A page from my journal | On 20s
A journal entry

July 23, 2024
I keep it safe– a gentle reminder that she's my mother and I love her. She, too, will disappear one day, as thin as air, floating with dust and matter. She will leave me only with the memories I cherish most and in spirit, on my shoulder forever.
My 20s are different because I've already lost one parent. I spin an entirely unique narrative of the world, but it is sorely drenched in the tears of grief. The fear of loss colours every moment I'm faced with, for better or worse. Pain sits in every step I take, indoctrinating my state of being. So badly, I want to dismiss it as a symptom of life itself, but no– all of life isn't naturally riddled by grief and despair. This is a path that some are forcibly welcomed onto, for better or worse. I see the world differently not because I choose to, but because my pain has taught me to. They call it learning from the pain; I call it being miserable.

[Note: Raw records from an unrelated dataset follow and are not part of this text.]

PR #555, opened 2026-04-27
Add repo-managed git hooks for local validation

### LINKED ISSUE #554: Add repo-managed git hooks for local validation
Add tracked Git hooks to this repository, plus Make targets to install and uninstall them locally.

The hook behavior should be:

- `pre-commit` runs `make validate`
- `pre-push` runs `make test`

The local setup should be:

- `make install-hooks` sets `core.hooksPath` to `.githooks`
- `make uninstall-hooks` removes the local hook configuration

This keeps the hook logic versioned in the repository and aligned with the existing Make-based validation workflow.

## Why is this needed?
This adds a local guardrail against committing code that fails generation, formatting, linting, API doc generation, or docs verification, and against pushing code that fails tests.

It also helps keep AI agents in check by preventing them from committing or pushing code that does not meet the repository's standards. That should reduce avoidable CI load and let the CI system spend more time on changes that have already passed the local baseline checks.

The approach is intentionally local and opt-in per clone, so contributors can enable or remove it with a single Make target while still using the repository’s standard validation commands.

enoodle:
#### What type of PR is this?

/kind cleanup

Adds tracked Git hooks for local validation and Make targets to manage them locally.

- adds `.githooks/pre-commit` to run `make validate`
- adds `.githooks/pre-push` to run `make test`
- adds `make install-hooks` to set `core.hooksPath` to `.githooks`
- adds `make uninstall-hooks` to remove the local hook configuration
- splits the shared validation steps into `make validate`, while keeping `make check` as `validate` plus the clean-tree assertion

This keeps the hook logic versioned in the repository and aligned with the existing Make-based validation flow.

Fixes #554

The hooks are intentionally opt-in per clone.

`make validate` runs the same validation steps as `make check` without the final dirty-tree assertion, so generated or formatted changes can still be staged as part of a normal local workflow.

```release-note
NONE
```

```docs
NONE
```


danbar2 (dismissed):

.githooks/pre-commit
```diff
@@ -0,0 +1,7 @@
+#!/usr/bin/env sh
```
gflarity: NIt: Missing the repository's Apache license header. Existing shell scripts carry that header, and `make check` runs `add-license-headers` before the clean-tree assertion, so this file should include the header up front.

.githooks/pre-commit
```diff
@@ -0,0 +1,7 @@
...
+set -eu
+
+repo_root="$(git rev-parse --show-toplevel)"
+cd "$repo_root"
+
+exec make validate
```
gflarity: If `make validate` rewrites generated, formatted, or license-header files, the hook still exits successfully and Git proceeds with the commit using the pre-existing index. That leaves the validation changes unstaged after the commit. Please fail the hook when validation modifies the working tree, for example after a `git diff --quiet` check, so the contributor can review and stage the changes first.

.githooks/pre-push
```diff
@@ -0,0 +1,7 @@
+#!/usr/bin/env sh
```
gflarity: Nit: missing the repository's Apache license header. Existing shell scripts include the header, and the validation flow includes `add-license-headers`, so this hook should be committed with the expected header already present.

Makefile
```diff
@@ -111,6 +115,18 @@ run-e2e:
 test: test-unit
 	@echo "> All tests passed"
 
+.PHONY: install-hooks
+install-hooks:
+	@echo "> Configuring local git hooks from .githooks"
+	@git config --local core.hooksPath .githooks
```
gflarity, line 121: nit: `install-hooks` overwrites any existing local `core.hooksPath`, and `uninstall-hooks` later unsets whatever value is present. That can silently disable a contributor's custom hooks if they already had a hook path configured. Please preserve/refuse non-`.githooks` values, or warn clearly and document how to restore the previous setting.

gflarity (commented):
Just a few minor things.

.githooks/pre-commit
enoodle: Maybe I need to have pre commit hooks to run it :)

enoodle: But how come the CI passed on this without those headers? seems like it is not checking this file...

.githooks/pre-commit
enoodle: The problem is that sometimes you do have uncommitted changes that you don't want to commit. For example if you have untracked files or you are splitting a change into several commits. I will look into mitigating it , but maybe it is just a gap that we need to have to allow some flexibility.

.githooks/pre-push
enoodle: Again, seems like the add-license-headers didn't run on those files because the CI of this PR passed.

Makefile
enoodle: You are right. I don't think that preserving previous hooks should be part of this. I will look for a way to chain them or just warn about this.

.githooks/pre-commit
enoodle: I am going to add a test that will compare the (hash of the)  diff before / after running make validate to verify that it didn't change. this way we can have a similar effect but also keep flexibility that is important to me :)

gflarity (dismissed):

.githooks/pre-commit
renormalize: Rename the file to `pre-commit.sh`. The tool does not add headers to files without any file extension in the filename.
I've renamed the files locally to test this, and the headers are added.

.githooks/pre-push
renormalize: https://github.com/ai-dynamo/grove/pull/555/changes#r3186363294

renormalize (dismissed):

.githooks/pre-commit
enoodle: renamed the files and added the headers

renormalize (approved):

danbar2 (approved):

My 20s are meant to be a time to grow, experience, experiment. Instead, I spend them lost in the woods of my own mind, navigating life alongside the untreated wounds that haunt me. I spend my days worrying, masking it as a "drive for future security". I live in a rush, and call it "experiencing life to the fullest!" I take a break, and perceive it as a personal failure. The showoff in me writes it off as being a Type A perfectionist, like it's akin to being a princess. The critic in me writes it off as being extra, unnecessary, crazy, as if the secret solution to all my problems is just less of me. It's a whirlwind, and I've barely begun living.

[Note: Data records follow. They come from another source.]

PR #556, opened 2026-04-28
fix: cascade-delete PCS/PCSG/PCLQ via Kubernetes GC

### LINKED ISSUE #423: Slow Deletion at scale
## Problem

Deleting a PCSG with 5000 PodCliques takes 20 minutes due to low concurrency settings.

**Current bottleneck:**
- `concurrentSyncs: 3` - only 3 PodCliques reconcile at once
- Manual deletion + finalizer cleanup for each PodClique
- API rate limiting (QPS: 100, Burst: 150)

**Scale impact:**
- 5000 PodCliques: 20+ minutes

test this this yaml
```yaml
# Scale Test: ~5000 pods (625 prefill + 624 decode ScalingGroups + 3 frontend)
# Large scale test for validating extreme-scale behavior on KWOK cluster
---
apiVersion: grove.io/v1alpha1
kind: PodCliqueSet
metadata:
  name: scale-test-5000
  labels:
    app: scale-test-5000
spec:
  replicas: 1
  template:
    podCliqueScalingGroups:
      - name: prefill
        replicas: 625
        minAvailable: 625
        cliqueNames:
          - pleader
          - pworker
      - name: decode
        replicas: 625
        minAvailable: 625
        cliqueNames:
          - dleader
          - dworker
    cliques:
      - name: frontend
        labels:
          kai.scheduler/queue: default
        spec:
          roleName: frontend
          replicas: 3
          minAvailable: 3
          podSpec:
            nodeSelector:
              type: kwok
            tolerations:
              - key: fake-node
                operator: Equal
                value: "true"
                effect: NoSchedule
            containers:
              - name: frontend
                image: registry:5001/nginx:alpine-slim
                resources:
                  requests:
                    memory: 30Mi
                    cpu: 100m
      - name: pleader
        labels:
          kai.scheduler/queue: default
        spec:
          roleName: pleader
          replicas: 1
          minAvailable: 1
          podSpec:
            nodeSelector:
              type: kwok
            tolerations:
              - key: fake-node
                operator: Equal
                value: "true"
                effect: NoSchedule
            containers:
              - name: pleader
                image: registry:5001/nginx:alpine-slim
                resources:
                  requests:
                    memory: 30Mi
                    cpu: 100m
      - name: pworker
        labels:
          kai.scheduler/queue: default
        spec:
          roleName: pworker
          replicas: 3
          minAvailable: 3
          podSpec:
            nodeSelector:
              type: kwok
            tolerations:
              - key: fake-node
                operator: Equal
                value: "true"
                effect: NoSchedule
            containers:
              - name: pworker
                image: registry:5001/nginx:alpine-slim
                resources:
                  requests:
                    memory: 30Mi
                    cpu: 100m
      - name: dleader
        labels:
          kai.scheduler/queue: default
        spec:
          roleName: dleader
          replicas: 1
          minAvailable: 1
          podSpec:
            nodeSelector:
              type: kwok
            tolerations:
              - key: fake-node
                operator: Equal
                value: "true"
                effect: NoSchedule
            containers:
              - name: dleader
                image: registry:5001/nginx:alpine-slim
                resources:
                  requests:
                    memory: 30Mi
                    cpu: 100m
      - name: dworker
        labels:
          kai.scheduler/queue: default
        spec:
          roleName: dworker
          replicas: 3
          minAvailable: 3
          podSpec:
            nodeSelector:
              type: kwok
            tolerations:
              - key: fake-node
                operator: Equal
                value: "true"
                effect: NoSchedule
            containers:
              - name: dworker
                image: registry:5001/nginx:alpine-slim
                resources:
                  requests:
                    memory: 30Mi
                    cpu: 100m
```

### Option 1: Increase Concurrency

```yaml
controllers:
  podClique:
    concurrentSyncs: 50  # 16x increase
runtimeClientConnection:
  qps: 500
  burst: 1000
```

### Option 2: GC-Based Deletion

Remove manual deletion, let Kubernetes GC cascade deletionTimestamp automatically.

**Changes needed:**
- Remove `deletePodCliqueScalingGroupResources()` step
- PCSG finalizer removes itself immediately (don't wait for children)
- Trust PodClique finalizers for cleanup

**Result:** Instant cascade, scales to any size

**Tradeoff:** Requires finalizer logic changes

## Impact

Blocks scale testing and production use of large workloads.

Related to: #405

delete in sec not 20 mintues

### Environment

- Kubernetes version 1.32
- Grove version main
- Scheduler details default
- Tools that you are using Grove together with KWOK nodes

danbar2:
Closes #423.

## What this changes

Replaces the manual *delete-children → poll-until-clean → remove-finalizer* flow in the PCS, PCSG, and PodClique reconcilers with **immediate finalizer removal**. The Kubernetes garbage collector then cascades the entire owner-reference tree (PCS → PCSG → PC → Pod, plus the PCS-owned siblings: Service, ServiceAccount, Role, RoleBinding, HPA, PodGang, ResourceClaim).

The PodClique reconciler keeps a one-step finalizer to clear its in-memory `expectationsStore` entry — that state lives outside the API server and GC can't see it.

## The pattern: GC cascade + thin finalizer for non-API-server state

This is the dominant pattern across modern cloud-native CRDs that own a tree of K8s resources. Owner refs do the heavy lifting; the finalizer exists only as a hook for state GC can't reach.

Reference implementations using this pattern:

- **Kubernetes core controllers** — `ReplicaSet`, `Deployment`, `StatefulSet`, `DaemonSet`, `Job` all rely on owner-reference cascade for child cleanup. The expectations cache pattern Grove now mirrors lives in [`k8s.io/kubernetes/pkg/controller/controller_utils.go`](https://github.com/kubernetes/kubernetes/blob/master/pkg/controller/controller_utils.go) and is consumed by `replica_set.go` and `statefulset/stateful_set.go`. They never manually `Delete` their pods on parent deletion.
- **[JobSet](https://github.com/kubernetes-sigs/jobset)** (kubernetes-sigs) — JobSet → Job → Pod via owner refs; the controller does no manual child deletion.
- **[LeaderWorkerSet (LWS)](https://github.com/kubernetes-sigs/lws)** (kubernetes-sigs) — LWS → StatefulSet → Pod, same pattern.
- **[Kueue](https://github.com/kubernetes-sigs/kueue)** — `Workload` carries a finalizer whose only job is to release queue/quota accounting before letting GC cascade.
- **[KubeRay](https://github.com/ray-project/kuberay)** — `RayCluster`/`RayService` use finalizers for service-mesh deregistration and graceful dashboard shutdown, but children clean up via owner refs.
- **[Volcano](https://github.com/volcano-sh/volcano)** — `PodGroup` finalizer releases gang-scheduling state; pods cascade via GC.
- **[KServe](https://github.com/kserve/kserve)** — `InferenceService` finalizer releases external model-server registration; the K8s subtree is cascaded.

What Grove was doing before is the older Gardener-style controller-utils template: a serialized `delete → verify → finalize` loop. Defensive when owner refs are unreliable, but it serializes through `concurrentSyncs` — which is exactly what made #423 a 20-minute deletion at 5k pods.

## Tradeoffs we're accepting

- **Parent disappears from the API as soon as its finalizer is removed,** even while children are still terminating. Anyone scripting around "PCS object gone = workload gone" should switch to watching pods.
- **No per-step deletion progress in status.** Live cluster state is the source of truth.
- **Correctness now depends on every component having a controller owner reference.** Audited the existing components (HPA, Service, ServiceAccount, Role, RoleBinding, SAtokenSecret, PodGang, ResourceClaim, PCSG, PC, Pod) — all set `controllerutil.SetControllerReference` on owned objects. A unit test asserting owner refs on every newly-built object would be a reasonable follow-up to keep this property from regressing.

### DIFF
--- a/operator/e2e/measurement/condition/pcs.go
+++ b/operator/e2e/measurement/condition/pcs.go
@@ -54,12 +54,12 @@ func (c *PCSDeletedCondition) Progress(_ context.Context) string {
 	return "Not deleted"
 }
 
-// PCSFullyDeletedCondition checks that the PodCliqueSet and every resource it
+// PCSAndSubresourcesDeletedCondition checks that the PodCliqueSet and every resource it
 // owns transitively (PodCliqueScalingGroups, PodCliques, and Pods carrying the
 // part-of label) are gone from the API. Use this in delete-phase milestones
 // when you want the timeline to reflect actual cascade-cleanup latency, not
 // just finalizer removal on the parent PCS.
-type PCSFullyDeletedCondition struct {
+type PCSAndSubresourcesDeletedCondition struct {
 	Client        client.Client
 	Name          string
 	Namespace     string
@@ -74,7 +74,7 @@ type PCSFullyDeletedCondition struct {
 
 // Met returns true when the PCS, all owned PCSGs, all owned PodCliques, and
 // all owned Pods (matched by LabelSelector) are absent from the API.
-func (c *PCSFullyDeletedCondition) Met(ctx context.Context) (bool, error) {
+func (c *PCSAndSubresourcesDeletedCondition) Met(ctx context.Context) (bool, error) {
 	c.sel.init(c.LabelSelector)
 	s, err := c.sel.get()
 	if err != nil {
@@ -118,7 +118,7 @@ func (c *PCSFullyDeletedCondition) Met(ctx context.Context) (bool, error) {
 }
 
 // Progress returns a human-readable progress string.
-func (c *PCSFullyDeletedCondition) Progress(_ context.Context) string {
+func (c *PCSAndSubresourcesDeletedCondition) Progress(_ context.Context) string {
 	return fmt.Sprintf("PCS=%d PCSG=%d PCLQ=%d Pod=%d remaining", c.lastPCS, c.lastPCSG, c.lastPCLQ, c.lastPod)
 }
 
--- a/operator/e2e/measurement/condition/pcs.go
+++ b/operator/e2e/measurement/condition/pcs.go
@@ -21,6 +21,7 @@ import (
 	"errors"
 	"fmt"
 
+	corev1 "k8s.io/api/core/v1"
 	apierrors "k8s.io/apimachinery/pkg/api/errors"
 	"k8s.io/apimachinery/pkg/types"
 	"sigs.k8s.io/controller-runtime/pkg/client"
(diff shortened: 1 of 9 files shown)


operator/e2e/measurement/condition/pcs.go
```diff
@@ -53,6 +54,74 @@ func (c *PCSDeletedCondition) Progress(_ context.Context) string {
 	return "Not deleted"
 }
 
+// PCSAndSubresourcesDeletedCondition checks that the PodCliqueSet and every resource it
```
shayasoolin, line 57: There's a missing test where CDs are also present, as they have a special handling in the code. I suggest adding adding a small scale test that involves auto-mnnvl.

shayasoolin: I think there should be e2e tests for deletion, that are not related to scale but to correctness. So in addition to the missing CD-related test I suggest to have a simpler, small scale test for delete. Same test procedure, same util functions, just a separate suite. Will also serve us in including these tests more frequently than just as part of the scale tests.

danbar2: we have such tests already as all tests validates deletion. I bumped into the CD issue since the MNNVL E2E test failed.

shayasoolin (approved):

operator/e2e/tests/scale/scale_test.go
```diff
@@ -120,113 +132,190 @@ func Test_ScaleTest_1000(t *testing.T) {
...
+
+	runScaleTest(t, scaleTestConfig{
+		name:         "ScaleTest_5000_Deletion",
+		workload:     "scale-test-5000-deletion",
+		yamlPath:     "../../yaml/scale-test-5000-deletion.yaml",
+		expectedPods: expectedPods,
+		pcsCount:     defaultScalePCSCount,
+		workerNodes:  defaultScaleWorkerNodes,
+		timeout:      20 * time.Minute,
+		pollInterval: defaultScalePollInterval,
```
gflarity: This test inherits a 100ms poll interval while every delete poll lists PCSGs, PodCliques, and up to 5000 Pods. That adds significant API/list load to the deletion phase being measured at exactly the scale this benchmark is meant to characterize. Please use a coarser poll interval for this test or a lighter/watch-based deletion condition.

gflarity (approved):

renormalize (approved):
I think the original intention behind blocking the delete call until all child resources are deleted is to signal to the user that the PCS is still undergoing deletion due to some reason - primary being that Pods could be stuck in `Terminating`, which is commonly observed in pods running disaggregated inference.

Deletion of the PCS before the pods have relinquished GPU claims might confuse the user behind why a new PCS is not being scheduled. However, I do not think this reason is strong enough to cause severe performance degradation with a large PCS.

Thanks for the fix!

I want to sigh, "Boy, am I done experiencing this thing called life" , and proceed to sink into a couch for the rest of eternity. They talk about free will and then present me with this dilemma. I've barely crossed the starting line, and I already want to give up.
Everything I've lived for was in preparation for these years, I tell myself. Yes, I too wonder where the pressure comes from. Now, I take baby steps and have hardly enough courage or strength to continue. But I will, I tell myself. Until they rip the resilience out from my chest along with my life, I will turn baby steps into adolescent strides. I will grow into adulthood and only hope to maximize my impact in a positive way. It might sound like a rainbow when I spell it out, but it feels like a drought.

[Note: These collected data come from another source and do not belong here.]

PR #557, opened 2026-04-28
feat(mnnvl): add group-aware MNNVL injection into PodSpec

shmuel-runai:
## Summary

- When injecting MNNVL into a PodSpec, the controller now uses the correct RCT name for the target MNNVL group
- Controllers resolve the MNNVL group from annotations hierarchically — clique annotations take priority over PCS/PCSG annotations
- Export `ResolveGroupName` from the `mnnvl` package and add `groupName` parameter to `InjectMNNVLIntoPodSpec`

## Key changes

- Move `resolveGroupName` to `mnnvl.ResolveGroupName` (exported)
- Add `groupName` parameter to `InjectMNNVLIntoPodSpec`
- Update PCS and PCSG controllers with hierarchical group resolution
- Add group-aware test cases for both PCS and PCSG injection

## Which issue(s) this PR fixes

Ref #417

## Test plan

- [x] Unit tests for `ResolveGroupName` in `helpers_test.go`
- [x] Unit tests for `InjectMNNVLIntoPodSpec` with named groups in `injection_test.go`
- [x] PCS controller `TestBuildResource_MNNVLInjection` — group on PCS, clique override, clique-only
- [x] PCSG controller `TestBuildResource_MNNVLInjection` — group on PCSG, clique override, clique-only
- [x] `make check` passes (no dirty tree)

### DIFF
--- a/operator/internal/controller/podcliquescalinggroup/components/podclique/podclique.go
+++ b/operator/internal/controller/podcliquescalinggroup/components/podclique/podclique.go
@@ -332,9 +332,13 @@ func (r _resource) buildResource(logger logr.Logger, pcs *grovecorev1alpha1.PodC
 	}
 	pclq.Spec.StartsAfter = dependentPCLQNames
 
-	// Inject MNNVL resourceClaims if enabled on PCSG (propagated from PCS)
-	if mnnvl.IsAutoMNNVLEnabled(pcsg.Annotations) {
-		mnnvl.InjectMNNVLIntoPodSpec(logger, &pclq.Spec.PodSpec, apicommon.ResourceNameReplica{Name: pcs.Name, Replica: pcsReplicaIndex})
+	// Inject MNNVL resourceClaims: clique annotations take priority over PCSG
+	groupName, mnnvlEnabled := mnnvl.ResolveGroupName(pclqTemplateSpec.Annotations)
+	if !mnnvlEnabled {
+		groupName, mnnvlEnabled = mnnvl.ResolveGroupName(pcsg.Annotations)
+	}
+	if mnnvlEnabled {
+		mnnvl.InjectMNNVLIntoPodSpec(logger, &pclq.Spec.PodSpec, apicommon.ResourceNameReplica{Name: pcs.Name, Replica: pcsReplicaIndex}, groupName)
 	}
 
 	return nil
--- a/operator/internal/controller/podcliquescalinggroup/components/podclique/podclique.go
+++ b/operator/internal/controller/podcliquescalinggroup/components/podclique/podclique.go
@@ -332,11 +332,10 @@ func (r _resource) buildResource(logger logr.Logger, pcs *grovecorev1alpha1.PodC
 	}
 	pclq.Spec.StartsAfter = dependentPCLQNames
 
-	// Inject MNNVL resourceClaims: clique annotations take priority over PCSG
-	groupName, mnnvlEnabled := mnnvl.ResolveGroupName(pclqTemplateSpec.Annotations)
-	if !mnnvlEnabled {
-		groupName, mnnvlEnabled = mnnvl.ResolveGroupName(pcsg.Annotations)
-	}
+	// Inject MNNVL resourceClaims: resolve group hierarchically (PCLQ → PCSG).
+	// PCS-level annotations are already propagated onto the PCSG by the PCS
+	// controller via propagateMNNVLAnnotations, so a two-layer check suffices.
+	groupName, mnnvlEnabled := mnnvl.ResolveGroupNameHierarchically(pclqTemplateSpec.Annotations, pcsg.Annotations)
 	if mnnvlEnabled {
 		mnnvl.InjectMNNVLIntoPodSpec(logger, &pclq.Spec.PodSpec, apicommon.ResourceNameReplica{Name: pcs.Name, Replica: pcsReplicaIndex}, groupName)
 	}
--- a/operator/internal/controller/podcliquescalinggroup/components/podclique/podclique_test.go
+++ b/operator/internal/controller/podcliquescalinggroup/components/podclique/podclique_test.go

It feels like going against the grain, but the grains are a sharp bed of nails. It's terrifying, like creeping down a dark tunnel, and not knowing what will appear on the other end. In the thickness of uncertainty, it feels like you're spiralling. Sometimes I wonder, is this what it feels like to live a life built on mistakes? Is this where the anxiety comes from?
The scariest part is, I truly don't know. I don't know the answer to that question, and I have no choice but to continue living. And if we're all living like that... it is no wonder the world is the way that it is.
But we continue living. That has to account for something, right? We must be doing something right.
And if we weren't, there would be a sign...right?
My biggest fear is that the signs are staring right at me, and I'm just refusing to look at them. Because that does lead to a life built on mistakes... and my life has only just begun.
I have lived a life in preparation of the future, and now that the future has become the present, the last thing I feel is prepared.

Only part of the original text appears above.